* **What is required**:
Nothing after the line containing "Bartok-timeTimes" belongs in the answer; write out exactly every line from the start of the material up to it, including it.

* **The data**:
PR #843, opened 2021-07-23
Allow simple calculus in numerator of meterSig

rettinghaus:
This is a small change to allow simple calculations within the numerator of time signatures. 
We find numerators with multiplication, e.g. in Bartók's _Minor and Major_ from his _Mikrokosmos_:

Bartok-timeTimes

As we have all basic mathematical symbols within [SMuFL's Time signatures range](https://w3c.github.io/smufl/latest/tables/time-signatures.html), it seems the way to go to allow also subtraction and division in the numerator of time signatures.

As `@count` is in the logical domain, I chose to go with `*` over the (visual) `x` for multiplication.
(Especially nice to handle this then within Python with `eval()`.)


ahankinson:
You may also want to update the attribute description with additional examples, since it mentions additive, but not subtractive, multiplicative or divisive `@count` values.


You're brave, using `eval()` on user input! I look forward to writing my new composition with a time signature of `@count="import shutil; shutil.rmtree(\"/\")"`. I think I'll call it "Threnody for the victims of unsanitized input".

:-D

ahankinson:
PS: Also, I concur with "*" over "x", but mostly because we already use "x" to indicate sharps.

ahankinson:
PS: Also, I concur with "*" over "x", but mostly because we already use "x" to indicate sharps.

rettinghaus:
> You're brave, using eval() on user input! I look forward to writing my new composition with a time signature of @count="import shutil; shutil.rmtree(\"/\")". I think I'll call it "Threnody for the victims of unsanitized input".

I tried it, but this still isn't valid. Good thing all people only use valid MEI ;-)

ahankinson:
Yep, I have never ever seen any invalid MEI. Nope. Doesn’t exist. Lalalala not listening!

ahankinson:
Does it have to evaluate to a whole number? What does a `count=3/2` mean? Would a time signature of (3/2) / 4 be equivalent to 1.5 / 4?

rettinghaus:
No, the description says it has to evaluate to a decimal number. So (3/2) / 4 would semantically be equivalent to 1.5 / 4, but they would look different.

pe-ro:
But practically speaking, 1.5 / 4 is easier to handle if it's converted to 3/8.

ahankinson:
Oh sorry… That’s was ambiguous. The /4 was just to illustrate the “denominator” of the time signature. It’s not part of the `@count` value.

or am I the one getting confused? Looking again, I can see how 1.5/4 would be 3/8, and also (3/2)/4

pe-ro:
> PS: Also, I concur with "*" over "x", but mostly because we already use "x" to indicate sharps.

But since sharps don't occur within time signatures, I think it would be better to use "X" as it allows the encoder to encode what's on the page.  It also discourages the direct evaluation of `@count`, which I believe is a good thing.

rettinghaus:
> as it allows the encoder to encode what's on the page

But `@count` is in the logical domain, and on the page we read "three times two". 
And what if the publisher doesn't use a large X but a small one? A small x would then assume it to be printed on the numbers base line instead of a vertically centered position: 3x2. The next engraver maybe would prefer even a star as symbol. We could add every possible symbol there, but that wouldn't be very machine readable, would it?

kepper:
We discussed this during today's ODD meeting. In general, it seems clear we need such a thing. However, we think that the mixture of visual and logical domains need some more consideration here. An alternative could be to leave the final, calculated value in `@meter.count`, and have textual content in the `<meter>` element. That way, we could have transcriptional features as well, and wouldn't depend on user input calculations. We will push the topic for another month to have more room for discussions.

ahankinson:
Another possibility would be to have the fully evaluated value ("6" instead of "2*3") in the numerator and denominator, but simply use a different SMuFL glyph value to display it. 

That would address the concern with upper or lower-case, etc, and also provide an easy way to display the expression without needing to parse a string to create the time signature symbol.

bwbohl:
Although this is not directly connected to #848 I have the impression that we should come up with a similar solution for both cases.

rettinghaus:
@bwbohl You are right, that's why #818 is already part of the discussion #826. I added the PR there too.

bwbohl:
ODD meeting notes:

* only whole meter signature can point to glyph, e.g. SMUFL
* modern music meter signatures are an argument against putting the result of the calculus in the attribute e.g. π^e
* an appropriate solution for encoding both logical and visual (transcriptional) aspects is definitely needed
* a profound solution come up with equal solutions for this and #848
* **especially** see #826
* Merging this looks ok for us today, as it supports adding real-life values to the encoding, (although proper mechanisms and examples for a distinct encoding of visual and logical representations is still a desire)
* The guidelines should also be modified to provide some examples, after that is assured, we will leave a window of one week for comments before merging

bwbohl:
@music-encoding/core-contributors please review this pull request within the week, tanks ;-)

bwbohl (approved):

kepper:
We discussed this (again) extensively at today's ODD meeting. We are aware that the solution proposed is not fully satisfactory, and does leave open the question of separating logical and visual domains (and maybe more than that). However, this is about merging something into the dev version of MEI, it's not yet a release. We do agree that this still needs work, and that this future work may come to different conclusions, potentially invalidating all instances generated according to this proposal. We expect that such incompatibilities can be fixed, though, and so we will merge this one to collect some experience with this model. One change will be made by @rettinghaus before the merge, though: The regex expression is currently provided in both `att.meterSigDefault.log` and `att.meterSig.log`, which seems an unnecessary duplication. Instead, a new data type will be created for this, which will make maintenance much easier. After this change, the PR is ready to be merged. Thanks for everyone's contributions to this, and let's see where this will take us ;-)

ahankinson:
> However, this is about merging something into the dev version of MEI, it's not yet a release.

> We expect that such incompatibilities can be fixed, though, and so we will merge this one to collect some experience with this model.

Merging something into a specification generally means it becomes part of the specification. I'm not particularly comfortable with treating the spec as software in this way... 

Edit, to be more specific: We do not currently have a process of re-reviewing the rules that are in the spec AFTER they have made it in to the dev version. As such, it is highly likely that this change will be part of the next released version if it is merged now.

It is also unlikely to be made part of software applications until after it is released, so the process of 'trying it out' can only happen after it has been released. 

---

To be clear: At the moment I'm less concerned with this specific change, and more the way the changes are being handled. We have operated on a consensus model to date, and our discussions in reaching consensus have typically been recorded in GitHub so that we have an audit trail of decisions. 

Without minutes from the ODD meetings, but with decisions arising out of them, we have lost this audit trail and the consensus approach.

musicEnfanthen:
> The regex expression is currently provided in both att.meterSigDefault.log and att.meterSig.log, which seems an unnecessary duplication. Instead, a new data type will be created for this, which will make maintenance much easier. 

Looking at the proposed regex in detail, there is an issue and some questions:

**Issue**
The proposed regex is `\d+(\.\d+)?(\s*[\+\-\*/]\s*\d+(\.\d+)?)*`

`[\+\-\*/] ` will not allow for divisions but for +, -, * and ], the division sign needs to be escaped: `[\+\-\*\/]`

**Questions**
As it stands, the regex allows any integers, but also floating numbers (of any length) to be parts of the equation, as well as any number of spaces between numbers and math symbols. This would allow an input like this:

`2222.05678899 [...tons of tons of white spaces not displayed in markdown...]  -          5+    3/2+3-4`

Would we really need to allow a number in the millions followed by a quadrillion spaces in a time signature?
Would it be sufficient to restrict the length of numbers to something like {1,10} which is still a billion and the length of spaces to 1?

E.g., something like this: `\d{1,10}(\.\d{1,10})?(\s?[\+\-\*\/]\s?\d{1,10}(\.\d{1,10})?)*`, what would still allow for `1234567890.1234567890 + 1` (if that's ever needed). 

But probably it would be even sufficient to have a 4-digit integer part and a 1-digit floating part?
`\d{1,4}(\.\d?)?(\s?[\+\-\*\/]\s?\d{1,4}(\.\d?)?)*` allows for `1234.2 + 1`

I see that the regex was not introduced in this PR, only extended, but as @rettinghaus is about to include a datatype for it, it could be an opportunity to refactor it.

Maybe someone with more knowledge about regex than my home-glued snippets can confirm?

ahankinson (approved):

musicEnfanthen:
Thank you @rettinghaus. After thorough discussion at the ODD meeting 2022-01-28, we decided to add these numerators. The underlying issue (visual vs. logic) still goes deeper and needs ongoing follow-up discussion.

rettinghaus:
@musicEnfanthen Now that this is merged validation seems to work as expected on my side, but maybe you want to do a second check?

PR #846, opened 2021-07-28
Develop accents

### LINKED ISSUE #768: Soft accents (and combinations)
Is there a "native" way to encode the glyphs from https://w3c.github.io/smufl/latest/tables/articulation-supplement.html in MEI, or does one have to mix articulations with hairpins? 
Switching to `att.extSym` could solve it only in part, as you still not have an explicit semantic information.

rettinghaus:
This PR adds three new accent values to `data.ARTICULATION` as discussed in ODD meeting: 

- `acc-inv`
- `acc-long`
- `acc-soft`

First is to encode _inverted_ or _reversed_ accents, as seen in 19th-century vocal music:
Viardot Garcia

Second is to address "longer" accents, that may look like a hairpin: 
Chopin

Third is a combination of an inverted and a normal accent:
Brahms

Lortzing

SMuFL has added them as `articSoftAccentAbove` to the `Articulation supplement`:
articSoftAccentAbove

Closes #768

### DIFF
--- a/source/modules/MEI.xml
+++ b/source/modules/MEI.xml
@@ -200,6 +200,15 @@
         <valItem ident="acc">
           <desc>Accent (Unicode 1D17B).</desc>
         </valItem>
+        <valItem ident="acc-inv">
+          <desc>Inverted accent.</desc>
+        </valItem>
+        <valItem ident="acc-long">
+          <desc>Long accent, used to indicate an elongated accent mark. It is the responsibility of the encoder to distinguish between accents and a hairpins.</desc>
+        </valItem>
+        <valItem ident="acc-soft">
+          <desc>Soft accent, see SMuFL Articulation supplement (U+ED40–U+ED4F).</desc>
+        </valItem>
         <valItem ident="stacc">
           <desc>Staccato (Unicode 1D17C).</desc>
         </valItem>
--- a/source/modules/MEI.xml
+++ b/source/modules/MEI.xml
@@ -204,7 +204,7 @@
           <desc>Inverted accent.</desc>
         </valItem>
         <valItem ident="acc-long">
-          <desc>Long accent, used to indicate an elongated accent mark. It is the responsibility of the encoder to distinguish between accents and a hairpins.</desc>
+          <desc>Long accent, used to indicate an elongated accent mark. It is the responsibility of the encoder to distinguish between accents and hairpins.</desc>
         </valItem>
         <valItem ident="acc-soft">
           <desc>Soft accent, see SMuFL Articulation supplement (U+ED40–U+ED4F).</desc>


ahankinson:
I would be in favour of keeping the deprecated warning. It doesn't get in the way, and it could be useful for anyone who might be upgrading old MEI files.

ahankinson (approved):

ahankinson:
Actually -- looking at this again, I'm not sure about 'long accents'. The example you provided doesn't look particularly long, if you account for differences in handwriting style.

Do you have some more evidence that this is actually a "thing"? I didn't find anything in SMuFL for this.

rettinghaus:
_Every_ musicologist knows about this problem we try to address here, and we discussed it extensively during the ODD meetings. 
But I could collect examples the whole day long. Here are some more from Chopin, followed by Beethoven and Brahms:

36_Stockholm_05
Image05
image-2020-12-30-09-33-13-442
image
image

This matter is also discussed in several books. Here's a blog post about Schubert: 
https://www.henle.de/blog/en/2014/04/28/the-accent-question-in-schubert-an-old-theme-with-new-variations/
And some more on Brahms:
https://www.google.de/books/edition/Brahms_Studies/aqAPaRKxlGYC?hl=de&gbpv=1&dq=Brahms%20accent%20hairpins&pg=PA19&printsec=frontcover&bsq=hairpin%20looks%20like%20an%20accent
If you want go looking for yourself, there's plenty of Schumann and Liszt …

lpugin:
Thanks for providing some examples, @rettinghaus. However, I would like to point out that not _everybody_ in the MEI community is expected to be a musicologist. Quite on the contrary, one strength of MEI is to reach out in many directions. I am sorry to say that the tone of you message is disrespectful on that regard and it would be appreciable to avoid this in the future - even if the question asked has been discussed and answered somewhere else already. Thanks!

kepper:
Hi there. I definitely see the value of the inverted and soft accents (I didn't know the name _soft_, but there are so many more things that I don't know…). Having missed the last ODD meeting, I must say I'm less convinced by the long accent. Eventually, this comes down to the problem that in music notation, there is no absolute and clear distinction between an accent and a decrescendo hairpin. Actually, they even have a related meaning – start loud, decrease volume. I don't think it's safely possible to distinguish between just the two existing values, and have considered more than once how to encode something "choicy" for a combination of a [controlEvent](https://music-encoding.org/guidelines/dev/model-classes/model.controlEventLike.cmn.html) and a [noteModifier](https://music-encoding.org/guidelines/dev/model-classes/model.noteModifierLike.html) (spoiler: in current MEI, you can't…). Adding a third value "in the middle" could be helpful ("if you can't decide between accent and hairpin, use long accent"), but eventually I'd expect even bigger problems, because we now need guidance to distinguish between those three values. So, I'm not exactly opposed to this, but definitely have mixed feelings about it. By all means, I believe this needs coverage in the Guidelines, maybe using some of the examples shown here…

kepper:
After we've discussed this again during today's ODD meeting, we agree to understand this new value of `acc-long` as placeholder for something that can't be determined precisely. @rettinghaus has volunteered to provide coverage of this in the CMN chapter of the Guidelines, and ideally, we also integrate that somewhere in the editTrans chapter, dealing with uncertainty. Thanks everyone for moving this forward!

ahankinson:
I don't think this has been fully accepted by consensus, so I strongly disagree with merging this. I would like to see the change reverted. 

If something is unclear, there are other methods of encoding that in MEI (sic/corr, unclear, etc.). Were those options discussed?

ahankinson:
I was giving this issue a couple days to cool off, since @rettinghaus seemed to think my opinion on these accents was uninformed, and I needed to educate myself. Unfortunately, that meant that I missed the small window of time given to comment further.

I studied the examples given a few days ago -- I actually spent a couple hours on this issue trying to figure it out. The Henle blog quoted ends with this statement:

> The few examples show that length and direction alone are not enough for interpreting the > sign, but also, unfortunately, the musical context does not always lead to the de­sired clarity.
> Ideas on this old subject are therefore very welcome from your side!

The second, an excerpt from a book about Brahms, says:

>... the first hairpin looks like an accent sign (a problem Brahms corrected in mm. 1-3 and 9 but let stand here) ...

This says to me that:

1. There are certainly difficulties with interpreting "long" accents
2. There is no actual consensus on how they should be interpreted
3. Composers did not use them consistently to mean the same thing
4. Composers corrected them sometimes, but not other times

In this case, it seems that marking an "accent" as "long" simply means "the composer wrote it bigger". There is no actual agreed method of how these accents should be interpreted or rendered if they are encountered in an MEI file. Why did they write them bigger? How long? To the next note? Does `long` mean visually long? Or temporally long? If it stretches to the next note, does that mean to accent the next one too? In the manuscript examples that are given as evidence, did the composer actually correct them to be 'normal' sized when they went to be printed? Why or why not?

* **Answer area**:
PR #843, opened 2021-07-23
Allow simple calculus in numerator of meterSig

rettinghaus:
This is a small change to allow simple calculations within the numerator of time signatures. 
We find numerators with multiplication, e.g. in Bartók's _Minor and Major_ from his _Mikrokosmos_:

Bartok-timeTimes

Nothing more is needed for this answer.